The hardscrabble neighborhood didn't have any willow trees that Chris could see. He'd have more luck finding willows near some water.
He headed back towards the field, keeping a hand on his gun. At the far edge of the field, the side that didn't line up with the industrial area on the opposite end, it looked like the land sloped down. He hoped that meant there was water. Water and willows. He needed to get the bark and get back to Morgan. He didn't want to admit how scared he was to see her lying there with her eyes closed.
#
Cheyenne felt hemmed in as the strangers started to edge in closer to her, all of them fixated on the screen of her laptop.
"Ok, hotel or the street," she said. "Those are your choices." She needed to get them out of here. She didn't know what she had been thinking, bringing in armed strangers to her house.

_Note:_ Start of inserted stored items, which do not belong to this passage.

PR #1893, opened 2020-04-10
Retry using exponential backoff upon connection failure with Defender system tests

yourslab:
If IotMqtt_Connect connection fails, then the test completely fails. This PR addresses this issue by wrapping the method around RETRY_EXPONENTIAL, which retries the method with exponential backoff if the expected status is not returned.

Description
-----------

Checklist:
----------

- [ ] My code is Linted.

### DIFF
--- a/libraries/c_sdk/aws/defender/test/system/aws_iot_tests_defender_system.c
+++ b/libraries/c_sdk/aws/defender/test/system/aws_iot_tests_defender_system.c
@@ -517,6 +517,9 @@ static IotMqttError_t _startMqttConnection( void )
     IotMqttError_t mqttError = IOT_MQTT_SUCCESS;
     IotMqttNetworkInfo_t mqttNetworkInfo = ( IotMqttNetworkInfo_t ) IOT_MQTT_NETWORK_INFO_INITIALIZER;
     IotMqttConnectInfo_t mqttConnectionInfo = ( IotMqttConnectInfo_t ) IOT_MQTT_CONNECT_INFO_INITIALIZER;
+    /* AWS IoT Service limits only allow 1 connection per MQTT client ID per second.
+     * Wait until 1100 ms have elapsed since the last connection. */
+    uint32_t periodMs = 1100;
 
     if( !_mqttConnectionStarted )
     {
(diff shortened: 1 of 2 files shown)


libraries/c_sdk/aws/defender/test/system/aws_iot_tests_defender_system.c
```diff
@@ -516,10 +533,16 @@ static IotMqttError_t _startMqttConnection( void )
         mqttConnectionInfo.pClientIdentifier = AWS_IOT_TEST_DEFENDER_THING_NAME;
         mqttConnectionInfo.clientIdentifierLength = ( uint16_t ) strlen( AWS_IOT_TEST_DEFENDER_THING_NAME );
 
-        mqttError = IotMqtt_Connect( &mqttNetworkInfo,
-                                     &mqttConnectionInfo,
-                                     1000,
-                                     &_mqttConnection );
+        /* AWS IoT Service limits only allow 1 connection per MQTT client ID per second.
+         * Wait until 1100 ms have elapsed since the last connection. */
+        uint32_t periodMs = 1100;
```
muneebahmed10, line 538: Since this file is from the C SDK, variables [should be](https://docs.aws.amazon.com/freertos/latest/lib-ref/c-sdk/main/guide_developer_styleguide.html) declared at the top of a function.

libraries/c_sdk/aws/defender/test/system/aws_iot_tests_defender_system.c
```diff
@@ -76,6 +79,23 @@
...
+ * @cond DOXYGEN_IGNORE
+ * Doxygen should ignore this section.
+ *
+ * Provide default values of test configuration constants.
+ */
+#ifndef IOT_TEST_MQTT_CONNECT_INITIAL_RETRY_DELAY
+    #define IOT_TEST_MQTT_CONNECT_INITIAL_RETRY_DELAY    ( 1100 )
+#endif
+#ifndef IOT_TEST_MQTT_CONNECT_RETRY_COUNT
+    #define IOT_TEST_MQTT_CONNECT_RETRY_COUNT            ( 1 )
```
gkwicker, line 92: I'd suggest a higher count here, for example 6 ([the value used in TCP tests.](https://github.com/aws/amazon-freertos/blob/master/tests/include/aws_test_tcp.h#L58)).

She eyed the guns again, even more uneasy now that she had seen how easily the men pulled them out. At least her brother kept his gun tucked into the waistband of his pants for the most part. Cheyenne stood and backed away from the men. The girl with the group looked like she understood.
"You've gotta be a witch or somethin'," the youngest man with the group said. He looked at her Macbook and then at her. "That thing some sort of lookin' glass to another place?"
"It's a computer," Cheyenne said, not sure why she even answered his crazy question.
"A what?" the man with the deep voice asked.
Cheyenne looked at their clothes again, dusty and like they were straight off the set of Bonanza. Their confused faces, the way they kept looking at the light fixture on the ceiling like they expected it to strike them, then at the computer screen with wonder.
"Where exactly did you say you were from?" Cheyenne asked, eying them as suspicion and fear warred in her.